Directions for this task:
In the data below, find every line that has the string "internalName", and copy it.

Records provided:
..........
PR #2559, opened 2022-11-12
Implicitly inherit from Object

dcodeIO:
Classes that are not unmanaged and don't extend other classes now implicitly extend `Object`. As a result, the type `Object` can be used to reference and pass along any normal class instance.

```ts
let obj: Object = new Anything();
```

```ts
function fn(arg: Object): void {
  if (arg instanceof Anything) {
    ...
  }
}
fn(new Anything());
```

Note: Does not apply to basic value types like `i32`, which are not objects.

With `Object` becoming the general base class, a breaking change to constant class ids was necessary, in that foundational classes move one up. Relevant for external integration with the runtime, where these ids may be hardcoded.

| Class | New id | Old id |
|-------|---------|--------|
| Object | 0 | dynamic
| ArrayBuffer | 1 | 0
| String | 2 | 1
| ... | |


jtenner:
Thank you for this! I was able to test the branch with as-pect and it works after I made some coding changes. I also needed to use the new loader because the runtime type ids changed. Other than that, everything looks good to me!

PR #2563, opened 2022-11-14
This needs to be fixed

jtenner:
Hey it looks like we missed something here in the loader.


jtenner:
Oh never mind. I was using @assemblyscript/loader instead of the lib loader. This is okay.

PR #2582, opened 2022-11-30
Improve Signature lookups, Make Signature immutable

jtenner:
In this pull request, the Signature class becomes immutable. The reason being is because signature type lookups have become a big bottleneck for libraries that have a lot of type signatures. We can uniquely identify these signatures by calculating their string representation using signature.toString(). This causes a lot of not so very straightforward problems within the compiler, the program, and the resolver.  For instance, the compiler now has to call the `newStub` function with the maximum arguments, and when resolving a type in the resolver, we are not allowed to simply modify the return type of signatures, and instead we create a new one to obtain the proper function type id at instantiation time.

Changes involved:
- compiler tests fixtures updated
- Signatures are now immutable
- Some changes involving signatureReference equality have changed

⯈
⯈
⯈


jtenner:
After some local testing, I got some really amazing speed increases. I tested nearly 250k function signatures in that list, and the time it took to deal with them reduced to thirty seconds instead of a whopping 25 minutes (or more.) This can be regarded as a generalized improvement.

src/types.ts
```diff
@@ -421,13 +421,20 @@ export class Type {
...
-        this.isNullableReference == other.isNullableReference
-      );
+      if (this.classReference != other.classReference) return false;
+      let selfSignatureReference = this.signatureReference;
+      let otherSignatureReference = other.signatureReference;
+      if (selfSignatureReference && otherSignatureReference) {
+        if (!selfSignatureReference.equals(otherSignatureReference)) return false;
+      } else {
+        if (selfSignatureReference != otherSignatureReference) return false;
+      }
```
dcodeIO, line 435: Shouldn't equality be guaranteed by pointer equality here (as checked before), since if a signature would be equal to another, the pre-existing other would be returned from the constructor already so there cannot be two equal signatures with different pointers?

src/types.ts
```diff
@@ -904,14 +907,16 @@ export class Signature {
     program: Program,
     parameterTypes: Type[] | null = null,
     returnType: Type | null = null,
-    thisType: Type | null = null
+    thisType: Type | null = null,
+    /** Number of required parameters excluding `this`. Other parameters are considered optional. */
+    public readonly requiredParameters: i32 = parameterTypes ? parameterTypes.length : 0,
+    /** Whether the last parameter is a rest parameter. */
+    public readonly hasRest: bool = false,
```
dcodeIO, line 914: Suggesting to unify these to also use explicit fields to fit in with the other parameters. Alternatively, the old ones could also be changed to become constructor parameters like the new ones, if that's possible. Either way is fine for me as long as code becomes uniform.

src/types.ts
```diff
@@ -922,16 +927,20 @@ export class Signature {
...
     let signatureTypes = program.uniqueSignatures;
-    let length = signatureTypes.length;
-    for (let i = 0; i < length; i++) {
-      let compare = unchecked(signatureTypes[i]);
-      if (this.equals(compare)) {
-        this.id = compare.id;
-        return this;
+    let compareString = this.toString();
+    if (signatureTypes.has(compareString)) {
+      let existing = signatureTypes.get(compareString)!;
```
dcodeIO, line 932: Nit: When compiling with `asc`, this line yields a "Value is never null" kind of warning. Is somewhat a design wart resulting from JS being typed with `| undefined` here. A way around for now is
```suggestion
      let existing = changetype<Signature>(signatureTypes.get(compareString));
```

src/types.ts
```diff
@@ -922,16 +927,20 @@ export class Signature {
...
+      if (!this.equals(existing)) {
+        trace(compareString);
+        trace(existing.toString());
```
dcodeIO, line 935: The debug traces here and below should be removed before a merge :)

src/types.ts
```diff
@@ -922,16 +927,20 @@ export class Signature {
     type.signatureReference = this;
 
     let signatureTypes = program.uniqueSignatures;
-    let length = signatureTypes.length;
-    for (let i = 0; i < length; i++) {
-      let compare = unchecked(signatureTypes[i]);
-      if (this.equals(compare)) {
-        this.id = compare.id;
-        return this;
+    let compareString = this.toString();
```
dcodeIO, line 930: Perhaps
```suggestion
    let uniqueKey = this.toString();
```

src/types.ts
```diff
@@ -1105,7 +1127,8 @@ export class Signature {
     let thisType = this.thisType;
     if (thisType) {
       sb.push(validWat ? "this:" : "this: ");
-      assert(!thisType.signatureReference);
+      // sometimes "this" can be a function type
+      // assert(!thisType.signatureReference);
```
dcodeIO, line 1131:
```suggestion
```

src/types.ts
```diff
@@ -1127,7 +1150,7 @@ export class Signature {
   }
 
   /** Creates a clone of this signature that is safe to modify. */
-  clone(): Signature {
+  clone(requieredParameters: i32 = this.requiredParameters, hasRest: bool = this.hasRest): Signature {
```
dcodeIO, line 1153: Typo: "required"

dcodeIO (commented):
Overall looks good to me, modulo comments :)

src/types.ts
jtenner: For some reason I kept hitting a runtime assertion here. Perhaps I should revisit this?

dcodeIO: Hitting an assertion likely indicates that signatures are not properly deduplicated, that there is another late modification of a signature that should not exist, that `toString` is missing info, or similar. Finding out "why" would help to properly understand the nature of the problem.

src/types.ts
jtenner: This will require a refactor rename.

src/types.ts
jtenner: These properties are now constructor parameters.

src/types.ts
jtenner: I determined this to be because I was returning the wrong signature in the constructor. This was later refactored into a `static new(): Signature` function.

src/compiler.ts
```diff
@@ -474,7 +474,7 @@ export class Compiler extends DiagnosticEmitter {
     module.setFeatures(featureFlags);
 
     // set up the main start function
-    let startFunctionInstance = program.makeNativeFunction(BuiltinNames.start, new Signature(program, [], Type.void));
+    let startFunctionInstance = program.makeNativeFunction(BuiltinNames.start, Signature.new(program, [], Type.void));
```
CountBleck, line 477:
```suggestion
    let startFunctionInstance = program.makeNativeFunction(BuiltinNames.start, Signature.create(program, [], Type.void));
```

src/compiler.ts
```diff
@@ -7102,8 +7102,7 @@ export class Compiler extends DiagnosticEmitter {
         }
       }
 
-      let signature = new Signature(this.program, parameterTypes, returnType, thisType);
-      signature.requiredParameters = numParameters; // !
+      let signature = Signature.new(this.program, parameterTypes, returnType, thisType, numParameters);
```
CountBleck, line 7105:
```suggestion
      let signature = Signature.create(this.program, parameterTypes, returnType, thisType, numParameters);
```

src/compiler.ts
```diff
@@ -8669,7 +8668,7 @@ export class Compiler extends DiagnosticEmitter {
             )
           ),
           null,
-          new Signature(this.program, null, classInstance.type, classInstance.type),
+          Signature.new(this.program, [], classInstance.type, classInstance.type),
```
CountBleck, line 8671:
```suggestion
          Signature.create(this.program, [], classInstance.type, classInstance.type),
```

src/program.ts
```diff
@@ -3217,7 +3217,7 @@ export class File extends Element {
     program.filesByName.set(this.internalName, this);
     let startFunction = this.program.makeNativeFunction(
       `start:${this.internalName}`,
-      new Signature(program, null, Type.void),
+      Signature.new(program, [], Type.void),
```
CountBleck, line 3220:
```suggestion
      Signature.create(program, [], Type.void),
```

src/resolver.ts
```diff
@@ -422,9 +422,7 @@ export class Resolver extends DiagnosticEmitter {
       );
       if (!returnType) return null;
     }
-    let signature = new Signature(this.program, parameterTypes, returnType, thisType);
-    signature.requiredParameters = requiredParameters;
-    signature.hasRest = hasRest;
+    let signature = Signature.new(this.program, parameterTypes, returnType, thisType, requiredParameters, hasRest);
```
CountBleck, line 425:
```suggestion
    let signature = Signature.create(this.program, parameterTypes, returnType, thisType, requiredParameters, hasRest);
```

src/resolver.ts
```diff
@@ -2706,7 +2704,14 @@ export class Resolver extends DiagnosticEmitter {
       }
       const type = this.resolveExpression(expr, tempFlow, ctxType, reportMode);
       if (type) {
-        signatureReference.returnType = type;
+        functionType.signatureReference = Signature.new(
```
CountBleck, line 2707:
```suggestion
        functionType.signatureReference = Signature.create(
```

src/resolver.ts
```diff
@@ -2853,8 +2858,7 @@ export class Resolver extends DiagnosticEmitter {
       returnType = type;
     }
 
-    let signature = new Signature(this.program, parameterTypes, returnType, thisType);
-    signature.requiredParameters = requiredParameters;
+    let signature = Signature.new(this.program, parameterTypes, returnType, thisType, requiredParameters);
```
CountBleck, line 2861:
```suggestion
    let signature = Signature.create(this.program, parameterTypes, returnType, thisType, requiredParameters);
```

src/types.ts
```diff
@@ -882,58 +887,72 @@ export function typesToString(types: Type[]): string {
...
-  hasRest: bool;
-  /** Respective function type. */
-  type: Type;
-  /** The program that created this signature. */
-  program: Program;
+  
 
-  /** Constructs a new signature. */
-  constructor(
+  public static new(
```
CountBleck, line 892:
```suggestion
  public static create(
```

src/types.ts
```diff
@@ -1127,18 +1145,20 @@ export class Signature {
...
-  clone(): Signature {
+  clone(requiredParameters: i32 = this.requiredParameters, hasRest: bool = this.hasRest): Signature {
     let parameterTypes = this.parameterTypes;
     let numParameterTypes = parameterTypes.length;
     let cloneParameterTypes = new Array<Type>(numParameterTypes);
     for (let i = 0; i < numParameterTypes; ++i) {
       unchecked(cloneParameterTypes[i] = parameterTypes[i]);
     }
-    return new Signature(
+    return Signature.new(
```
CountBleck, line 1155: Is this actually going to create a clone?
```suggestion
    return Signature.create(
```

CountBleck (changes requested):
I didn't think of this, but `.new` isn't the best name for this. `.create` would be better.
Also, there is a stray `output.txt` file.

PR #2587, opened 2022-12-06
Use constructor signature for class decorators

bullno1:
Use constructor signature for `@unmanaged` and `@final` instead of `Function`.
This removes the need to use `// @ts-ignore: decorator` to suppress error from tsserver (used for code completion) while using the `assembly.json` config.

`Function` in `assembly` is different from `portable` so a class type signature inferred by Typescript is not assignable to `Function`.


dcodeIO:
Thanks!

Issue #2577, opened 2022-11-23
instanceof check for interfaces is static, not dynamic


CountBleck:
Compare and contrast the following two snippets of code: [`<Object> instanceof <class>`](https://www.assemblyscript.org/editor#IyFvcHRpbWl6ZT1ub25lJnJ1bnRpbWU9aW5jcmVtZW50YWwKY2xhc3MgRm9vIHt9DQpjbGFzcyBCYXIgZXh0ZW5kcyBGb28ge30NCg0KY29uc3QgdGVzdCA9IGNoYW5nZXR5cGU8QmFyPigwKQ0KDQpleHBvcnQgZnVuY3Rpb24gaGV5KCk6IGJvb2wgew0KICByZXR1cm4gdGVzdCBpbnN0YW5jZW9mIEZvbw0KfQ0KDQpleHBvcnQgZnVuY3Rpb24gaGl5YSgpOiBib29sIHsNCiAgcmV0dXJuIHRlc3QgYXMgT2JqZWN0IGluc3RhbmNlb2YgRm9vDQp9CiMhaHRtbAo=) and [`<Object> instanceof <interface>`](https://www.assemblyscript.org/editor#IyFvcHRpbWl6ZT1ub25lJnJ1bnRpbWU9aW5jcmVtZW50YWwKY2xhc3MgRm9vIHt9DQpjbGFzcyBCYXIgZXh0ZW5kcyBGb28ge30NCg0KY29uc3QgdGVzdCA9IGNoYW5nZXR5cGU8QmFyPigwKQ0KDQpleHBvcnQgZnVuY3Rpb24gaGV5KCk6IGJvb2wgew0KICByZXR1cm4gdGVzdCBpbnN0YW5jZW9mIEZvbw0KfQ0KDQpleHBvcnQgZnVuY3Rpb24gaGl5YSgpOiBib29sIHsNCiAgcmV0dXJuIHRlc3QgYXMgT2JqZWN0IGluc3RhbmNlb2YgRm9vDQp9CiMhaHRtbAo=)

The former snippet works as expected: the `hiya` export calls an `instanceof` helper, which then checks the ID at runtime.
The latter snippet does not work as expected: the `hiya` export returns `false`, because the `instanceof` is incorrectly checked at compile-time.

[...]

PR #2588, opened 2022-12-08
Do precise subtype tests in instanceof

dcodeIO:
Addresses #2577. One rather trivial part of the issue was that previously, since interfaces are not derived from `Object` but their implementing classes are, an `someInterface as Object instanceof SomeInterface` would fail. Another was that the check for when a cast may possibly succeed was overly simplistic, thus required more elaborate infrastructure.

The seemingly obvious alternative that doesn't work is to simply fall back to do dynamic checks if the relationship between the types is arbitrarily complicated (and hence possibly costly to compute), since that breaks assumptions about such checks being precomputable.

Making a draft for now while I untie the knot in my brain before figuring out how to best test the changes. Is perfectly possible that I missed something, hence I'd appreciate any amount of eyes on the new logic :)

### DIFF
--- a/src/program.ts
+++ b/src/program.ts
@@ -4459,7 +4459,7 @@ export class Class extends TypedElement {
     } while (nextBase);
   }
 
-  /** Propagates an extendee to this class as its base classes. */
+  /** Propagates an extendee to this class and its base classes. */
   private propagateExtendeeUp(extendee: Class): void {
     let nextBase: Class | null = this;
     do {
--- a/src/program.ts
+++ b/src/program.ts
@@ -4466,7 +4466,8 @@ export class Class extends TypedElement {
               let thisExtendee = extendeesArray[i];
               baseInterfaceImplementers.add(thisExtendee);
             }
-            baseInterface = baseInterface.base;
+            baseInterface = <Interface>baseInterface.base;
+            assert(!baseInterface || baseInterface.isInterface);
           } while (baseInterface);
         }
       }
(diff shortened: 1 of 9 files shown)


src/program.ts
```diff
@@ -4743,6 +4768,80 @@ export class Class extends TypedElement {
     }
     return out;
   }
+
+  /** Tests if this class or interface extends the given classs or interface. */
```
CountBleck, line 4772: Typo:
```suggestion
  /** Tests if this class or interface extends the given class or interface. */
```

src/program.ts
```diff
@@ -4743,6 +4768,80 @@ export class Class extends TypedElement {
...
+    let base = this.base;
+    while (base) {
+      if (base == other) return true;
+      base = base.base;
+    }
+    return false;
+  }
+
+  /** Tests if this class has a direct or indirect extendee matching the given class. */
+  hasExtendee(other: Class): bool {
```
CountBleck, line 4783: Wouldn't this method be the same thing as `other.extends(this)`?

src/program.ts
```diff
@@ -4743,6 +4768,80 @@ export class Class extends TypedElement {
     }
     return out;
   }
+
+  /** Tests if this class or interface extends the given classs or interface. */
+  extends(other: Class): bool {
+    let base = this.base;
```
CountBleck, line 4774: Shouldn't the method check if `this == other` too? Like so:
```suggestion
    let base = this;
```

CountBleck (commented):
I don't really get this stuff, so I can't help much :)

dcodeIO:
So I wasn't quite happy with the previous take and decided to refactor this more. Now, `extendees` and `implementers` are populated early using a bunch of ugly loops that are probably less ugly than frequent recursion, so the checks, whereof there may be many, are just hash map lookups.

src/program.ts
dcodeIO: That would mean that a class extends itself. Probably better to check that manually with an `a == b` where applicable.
..........
Your response:
     program.filesByName.set(this.internalName, this);
       `start:${this.internalName}`,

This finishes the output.